ABOUT THIS TASK: If a line below contains "avoid", count it. Report the final total and nothing more.

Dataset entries
■ ■ ■ ■ ■ ■ ■

PR #352, opened 2020-04-11
Add rotate by constant

### LINKED ISSUE #339: Add rotate left/right by constant amount
While it's not hard to roll your own in a function, it seems a bit more ergonomic to have `Value.rotate_{left,right}()` instead.

ZirconiumX:
I think I got the signs right, anyway.

Closes #339.


nmigen/hdl/ast.py
```diff
@@ -417,6 +417,44 @@ def matches(self, *patterns):
...
+        offset : int, in
+            Amount to rotate by.
+
+        Returns
+        -------
+        Value, out
+            The input rotated left by offset if offset is positive, else the input rotated right by -offset.
+        """
+        if isinstance(offset, int):
+            if offset > len(self) or -offset > len(self):
```
whitequark, line 434: Is the condition necessary? It's just a nop if `offset < len(self)`.

nmigen/test/test_hdl_ast.py
```diff
@@ -201,6 +201,24 @@ def test_getitem_wrong(self):
                 msg="Cannot index value with 'str'"):
             Const(31)["str"]
 
+    def test_rotate_left(self):
+        self.assertRepr(Value.cast(256).rotate_left(1), "(cat (slice (const 9'd256) 8:9) (slice (const 9'd256) 0:8))")
+        self.assertRepr(Value.cast(256).rotate_left(7), "(cat (slice (const 9'd256) 2:9) (slice (const 9'd256) 0:2))")
+        self.assertRepr(Value.cast(256).rotate_left(-1), "(cat (slice (const 9'd256) 1:9) (slice (const 9'd256) 0:1))")
+        self.assertRepr(Value.cast(256).rotate_left(-7), "(cat (slice (const 9'd256) 7:9) (slice (const 9'd256) 0:7))")
+        with self.assertRaises(TypeError,
```
whitequark, line 209: Tests for API misuse should be separate from tests for correct API use (extract these into something like `test_rotate_left_wrong`).

nmigen/test/test_hdl_ast.py
```diff
@@ -201,6 +201,24 @@ def test_getitem_wrong(self):
...
+                msg="Argument to rotate_left must be an integer, not 'str'"):
```
whitequark, line 210: I would say "rotate amount" rather than "argument to rotate_left" since it gets the point across faster.

nmigen/hdl/ast.py
```diff
@@ -417,6 +417,42 @@ def matches(self, *patterns):
         else:
             return Cat(*matches).any()
 
+    def rotate_left(self, offset):
+        """Rotate left by constant modulo 2**len(self).
+        
+        Parameters
+        ----------
+        offset : int, in
```
whitequark, line 425: Non-`Value` parameters are always inputs, since Python does not have out parameters. Only `Value` parameters can, in principle, be outputs.

nmigen/hdl/ast.py
```diff
@@ -417,6 +417,42 @@ def matches(self, *patterns):
...
+            Amount to rotate by.
+
+        Returns
+        -------
+        Value, out
+            The input rotated left by offset if offset is positive, else the input rotated right by -offset.
+        """
+        if isinstance(offset, int):
```
whitequark, line 433: Could you invert this check for consistency with the rest of the code? If there are multiple precondition checks, the code is easier to understand that way; see `matches` for a good example of why.

Issue #355, opened 2020-04-14
[RFC] Redesign UserValue to avoid breaking code that inherits from it


whitequark:
`UserValue` fulfills an important role: it allows code downstream from nMigen to define objects that can be fluently used in nMigen code, i.e. on RHS and, possibly, LHS of nMigen assignments. It was originally created to reflect the non-primitive nature of Records, and also because there was some disagreement on the best way to handle Records. These disagreements have persisted, and I both acknowledge them, and see `UserValue` as an important tool to explore any solutions.

Unfortunately, as currently implemented, it has a fatal flaw. It pollutes the namespace of the classes that inherit from it. We add new methods to `Value` liberally (see #352 for the latest addition), and each of these methods has the potential of clashing with downstream code. As it is, any new method on `Value` is a breaking change, which is not acceptable.

Fortunately, there is a good solution. One can observe that `UserValue`s (for example, any `Record`s--at least post-#354) do not really need to implement any numeric operations because they are not numbers--indeed, if they were simple numbers, they would be normal `Value`s. They don't necessarily implement bit vector operations either--for example, `Record` overrides `__getitem__`. They only need to be *implicitly castable* to `Value` as opposed to be a *kind of* `Value`.

I propose that we change `UserValue` to not inherit from `Value` at all, and make sure it injects a small and well-defined set of attributes into derived classes. Its primary purpose would then to be a marker class that `Value.cast` uses to recognize that it should first lower its argument.

Unresolved questions:
  * Should we rename `lower` to `as_value`? The former is a fairly generic term, and therefore potentially useful to derived classes. The latter, in context of nMigen, is quite unambiguous, and very unlikely to clash with user-defined record fields.
  * Should we provide `eq`? Some `UserValue`s, such as `Record`s, will be commonly used on LHS, and writing `rec1.as_value().eq(rec2)` is a lot less convenient than `rec1.eq(rec2)`. However, one can implement a `UserValue` that lowers to a constant, and that would be never usable on LHS. 
     One option is to leave it to the specific derived class to implement `eq`, since the implementation is as simple as `return Assign(self, value, src_loc_at=1)`. Such an approach could also be useful because the derived class might be able to implement useful diagnostics that are not applicable to `Value`s in general.

anuejn:
[...]

PR #357, opened 2020-04-15
make Record inherit from UserValue

### LINKED ISSUE #354: Inherit `Record` from `UserValue`
For all intents and purposes, a `Record` is a kind of `UserValue`. However, it predates `UserValue` and for historical reasons is special-cased in a lot of places. It should just inherit from `UserValue`.

anuejn:
closes #354

### DIFF
--- a/nmigen/back/rtlil.py
+++ b/nmigen/back/rtlil.py
@@ -360,9 +360,6 @@ class _ValueCompiler(xfrm.ValueVisitor):
     def on_Initial(self, value):
         raise NotImplementedError # :nocov:
 
-    def on_Record(self, value):
-        return self(ast.Cat(value.fields.values()))
-
     def on_Cat(self, value):
         return "{{ {} }}".format(" ".join(reversed([self(o) for o in value.parts])))
 
@@ -373,7 +370,11 @@ class _ValueCompiler(xfrm.ValueVisitor):
         if value.start == 0 and value.stop == len(value.value):
             return self(value.value)
 
-        sigspec = self._prepare_value_for_Slice(value.value)
+        if isinstance(value.value, ast.UserValue):
+            sigspec = self._prepare_value_for_Slice(value.value._lazy_lower())
+        else:
+            sigspec = self._prepare_value_for_Slice(value.value)
+
         if value.start == value.stop:
             return "{}"
         elif value.start + 1 == value.stop:
@@ -639,7 +640,7 @@ class _LHSValueCompiler(_ValueCompiler):
         return wire_next or wire_curr
 
     def _prepare_value_for_Slice(self, value):
-        assert isinstance(value, (ast.Signal, ast.Slice, ast.Cat, rec.Record))
+        assert isinstance(value, (ast.Signal, ast.Slice, ast.Cat))
         return self(value)
 
     def on_Part(self, value):
--- a/nmigen/hdl/ast.py
+++ b/nmigen/hdl/ast.py
@@ -1186,7 +1186,10 @@ class UserValue(Value):
 
     def _lazy_lower(self):
         if self.__lowered is None:
-            self.__lowered = Value.cast(self.lower())
+            lowered = self.lower()
+            if isinstance(lowered, UserValue):
+                lowered = lowered._lazy_lower()
+            self.__lowered = Value.cast(lowered)
         return self.__lowered
 
     def shape(self):
--- a/nmigen/hdl/rec.py
+++ b/nmigen/hdl/rec.py
@@ -85,7 +85,7 @@ class Layout:
 
 
 # Unlike most Values, Record *can* be subclassed.
-class Record(Value):
+class Record(UserValue):
     @staticmethod
     def like(other, *, name=None, name_suffix=None, src_loc_at=0):
         if name is not None:
@@ -113,6 +113,8 @@ class Record(Value):
         return Record(other.layout, name=new_name, fields=fields, src_loc_at=1)
 
     def __init__(self, layout, *, name=None, fields=None, src_loc_at=0):
+        super().__init__(src_loc_at=src_loc_at)
+
         if name is None:
             name = tracer.get_var_name(depth=2 + src_loc_at, default=None)
 
@@ -165,8 +167,8 @@ class Record(Value):
         else:
             return super().__getitem__(item)
 
-    def shape(self):
-        return Shape(sum(len(f) for f in self.fields.values()))
+    def lower(self):
+        return Cat(self.fields.values())
 
     def _lhs_signals(self):
         return union((f._lhs_signals() for f in self.fields.values()), start=SignalSet())
--- a/nmigen/test/test_hdl_ast.py
+++ b/nmigen/test/test_hdl_ast.py
@@ -916,6 +916,14 @@ class UserValueTestCase(FHDLTestCase):
         self.assertEqual(uv.shape(), unsigned(1))
         self.assertEqual(uv.lower_count, 1)
 
+    def test_lower_to_user_value(self):
+        uv = MockUserValue(MockUserValue(1))
+        self.assertEqual(uv.shape(), unsigned(1))
+        self.assertIsInstance(uv.shape(), Shape)
+        uv.lowered = MockUserValue(2)
+        self.assertEqual(uv.shape(), unsigned(1))
+        self.assertEqual(uv.lower_count, 1)
+
 
 class SampleTestCase(FHDLTestCase):
     def test_const(self):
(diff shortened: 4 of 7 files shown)


nmigen/hdl/rec.py
```diff
@@ -113,6 +113,8 @@ def concat(a, b):
         return Record(other.layout, name=new_name, fields=fields, src_loc_at=1)
 
     def __init__(self, layout, *, name=None, fields=None, src_loc_at=0):
+        super().__init__(src_loc_at=src_loc_at)
```
whitequark, line 116: I think this needs a `+ 1`, but please check if the source locations are in fact correct.
```suggestion
        super().__init__(src_loc_at=src_loc_at + 1)
```

nmigen/back/rtlil.py
```diff
@@ -639,7 +636,7 @@ def on_Signal(self, value):
         return wire_next or wire_curr
 
     def _prepare_value_for_Slice(self, value):
-        assert isinstance(value, (ast.Signal, ast.Slice, ast.Cat, rec.Record))
+        assert isinstance(value, (ast.Signal, ast.Slice, ast.Cat, ast.UserValue))
```
whitequark, line 639: This change is actually quite subtle. Since `UserValue`s cannot by themselves be translated, and should be lowered first, this assertion would not work correctly (and neither would the other implementation of `_prepare_value_for_Slice`). I think what you need to do here is to lower the `UserValue` in `on_Slice` *before* passing it to `_prepare_value_for_Slice`.

anuejn: okay

nmigen/hdl/rec.py
anuejn: will check

anuejn:
Another thing that came to my mind just now is, that we maybe want to somehow mark "things that are somehow a bundle". This would help to implement genlib.record.iter_flat() without the assumption that Record is the only bundle. Do you have any ideas of how to achive that?

whitequark:
> This would help to implement genlib.record.iter_flat() without the assumption that Record is the only bundle. Do you have any ideas of how to achive that?

As described elsewhere, I don't think this is a good idea, and nMigen's built-in records will not support `iter_flat`. (They are still there in `nmigen.compat`, but only for compatibility.)

anuejn:
okay

whitequark:
To add to this, I think it is important to examine the use cases of `iter_flat` and see which other mechanism would suit them well. Of course, it is also important to have an escape hatch for those who *really* want to use their own kind of records in their own codebase, which is why `UserValue` is there.

But I don't currently see a convincing case for having a core interoperability mechanism for flat iteration.

nmigen/hdl/rec.py
anuejn: it works without +1. with +1 i get ValueError: call stack is not deep enough. without the source location is correct

whitequark: Ah, it looks like I already added this in the `UserValue` constructor.

nmigen/back/rtlil.py
anuejn: do we want to allow returning other UserValues from the lower method?
If i get it right this is currently not supported but if we do not allow it now we would break all code that lowers UserValues into Records

whitequark: Good question! That's something I did not consider. I think that for now, we can change `UserValue._lazy_lower` to recursively call `_lazy_lower` again if it gets another `UserValue`. Once #355 is solved, this logic should be a part of `Value.cast`.

anuejn:
I have some utility function to measure the size of a Module (/Elaboratable) by synthesizing it with Yosys and pulling some output from the stat command. To generate the rtlil for this, I use a similar function to extract all nMigen Value like things and add them to the io ports.

But maybe this usecase is a bit too unimportant / hacky to be supported ;).

nmigen/back/rtlil.py
anuejn: okay i will do that too in the rtlil backend

whitequark:
> To generate the rtlil for this, I use a similar function to extract all nMigen Value like things and add them to the io ports.

Take a look at the Yosys `expose` command. It will let you do this without any cooperation from nMigen at all.

anuejn:
ah nice thanks :)

whitequark:
Oh, and although the Yosys `expose` command is probably the most elegant way to do this, you're not limited to using it; you can convert the `Module` into a `Fragment`, and then iterate through `stmt._rhs_signals()` for every statement. Really, your use case has quite a few ways to solve it, none of which involve `iter_flat` as a core interoperability mechanism.

nmigen/back/rtlil.py
whitequark: You should call `_lazy_lower` in the RTLIL backend, since that is the nMigen-side API of `UserValue`s.

anuejn: bikeshed: isn't _lazy_lower() is not really lazy, its more caching?

whitequark: The "laziness" in case of `_lazy_lower` is because you can use a `UserValue` without committing to a specific shape upfront, only doing that on first use. The caching aspect is incidental, it is there to guarantee correctness (internal consistency of nMigen data structures).

nmigen/back/rtlil.py
```diff
@@ -373,6 +370,9 @@ def on_Slice(self, value):
         if value.start == 0 and value.stop == len(value.value):
             return self(value.value)
 
+        if isinstance(value.value, ast.UserValue):
+            value.value = value.value._lazy_lower()
```
whitequark, line 374: You should never mutate any AST node anywhere in nMigen internals. That's one of the core concepts; you can elaborate/synthesize a design as many times as you want and it'll always work the same.

nmigen/hdl/ast.py
```diff
@@ -1186,7 +1186,13 @@ def lower(self):
 
     def _lazy_lower(self):
         if self.__lowered is None:
-            self.__lowered = Value.cast(self.lower())
+            lowered = self.lower()
+            if isinstance(lowered, UserValue):
+                lowered = lowered._lazy_lower()
+            elif not isinstance(lowered, Value):
+                raise ValueError("UserValue.lower() needs to return a nMigen Value or UserValue, found {}"
```
whitequark, line 1193: Nit: our convention is to show a repr in error messages such as this, which should provide more information.
```suggestion
                raise ValueError("UserValue.lower() needs to return a nMigen Value or UserValue, not {!r}"
                                                 .format(lowered))
```

anuejn: ok this check was stupid anyway since it doesnt allow for returning e.g. integers and all other cases are cought by Value.cast()

nmigen/hdl/ast.py
```diff
@@ -1186,7 +1186,10 @@ def lower(self):
 
     def _lazy_lower(self):
         if self.__lowered is None:
-            self.__lowered = Value.cast(self.lower())
+            lowered = self.lower()
+            if isinstance(lowered, UserValue):
+                lowered = lowered._lazy_lower()
```
whitequark, line 1191: Could you please write a test for lowering of a `UserValue` that returns another `UserValue`?

nmigen/hdl/ast.py
whitequark: Good catch.

nmigen/test/test_hdl_ast.py
```diff
@@ -908,14 +908,17 @@ def lower(self):
...
-    def test_shape(self):
-        uv = MockUserValue(1)
+    def test_shape(self, lower_to=int):
+        uv = MockUserValue(lower_to(1))
         self.assertEqual(uv.shape(), unsigned(1))
         self.assertIsInstance(uv.shape(), Shape)
-        uv.lowered = 2
+        uv.lowered = lower_to(2)
         self.assertEqual(uv.shape(), unsigned(1))
         self.assertEqual(uv.lower_count, 1)
```
whitequark, line 917: This test is a bit hard to understand--could you duplicate the code? It's not much and it makes it much more clear what's going on.

nmigen/test/test_hdl_xfrm.py
```diff
@@ -620,3 +620,12 @@ def test_lower(self):
...
         """)
+
+
+class UserValueRecursiveTestCase(UserValueTestCase):
+    def setUp(self):
+        self.s = Signal()
+        self.c = Signal()
+        self.uv = MockUserValue(MockUserValue(self.s))
+
+    # inherit the test_lower method from UserValueTestCase because the checks are the same
```
whitequark, line 631: (This one seems reasonably straightforward though.)

nmigen/test/test_hdl_ast.py
anuejn: k

whitequark:
Thanks for the PR!

PR #358, opened 2020-04-15
use declarative setuptools config

graingert:


setup.cfg
```diff
@@ -0,0 +1,27 @@
...
+    Jinja2~=2.11
+packages = find:
+
+[options.entry_points]
+console_scripts =
+    nmigen-rpc = nmigen.rpc:main
+
+[tools.setuptools_scm]
+version_scheme = guess-next-dev
+local_scheme = local_scheme.local_scheme
```
graingert, line 27: I don't think this is correct, might need to be `attr: local_scheme.local_scheme`

whitequark: Can we inline the Python code and get rid of yet another auxiliary file? It's not very important, but going from one file to four with the exact same info is annoying.

graingert: No - that's the point of setuptools declarative though. To avoid python code as much as possible

whitequark: OK, makes sense.

local_scheme.py
```diff
@@ -0,0 +1,6 @@
+def local_scheme(version):
+    return (
```
whitequark, line 2: Could you use the old code for this function please? The changed version is harder to understand IMO.

setup.cfg
```diff
@@ -0,0 +1,27 @@
...
+description = Python toolbox for building complex digital hardware
+license = BSD
+project_urls =
+    Source Code=https://github.com/nmigen/nmigen
+    Bug Tracker=https://github.com/nmigen/nmigen/issues
+
+[options]
+python_requires = ~=3.6
+install_requires =
+    pyvcd~=0.2.0
```
whitequark, line 17: Please keep the comments, they're useful to explain the scope where the dependency is required.

whitequark:
Is `setup.py` required after these changes, or is it only left for compatibility?

graingert:
it is still required

Thomas Grainger

local_scheme.py
graingert: This code has been moved into setuptools-scm-node-and-dirty-tag, it could be moved back inline once https://github.com/pypa/setuptools_scm/issues/418 or https://github.com/pypa/setuptools_scm/issues/419 land

whitequark:
Looks like the setuptools_scm maintainer isn't planning to implement the necessary functionality himself (which is perfectly fine!); I don't have time to do that either. Unless someone wants to implement https://github.com/pypa/setuptools_scm/issues/419 I propose we postpone migration to declarative setuptools configuration indefinitely, since there is very little downside to that.

whitequark:
Turns out it's actually enough to have a minimal `pyproject.toml` alone to fix the original issue with the `venv` command. I've done that in 7fca037f9c14974f499195171bb84c38ebddc1e1.

@graingert Thank you for your effort, even if in the end it was not used. If setuptools_scm ever gains configurable version formats I'll resurrect this PR.

PR #361, opened 2020-04-20
vendor: use nextpnr -12k for -12F devices; remove theoretical devices

ktemkin:
nextpnr now supports -12k; which replaces the use of -25k and --idcode
together to build bitstreams compatible with -12F devices. Use this.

■ ■ ■ ■ ■ ■ ■

ANSWER SECTION: 2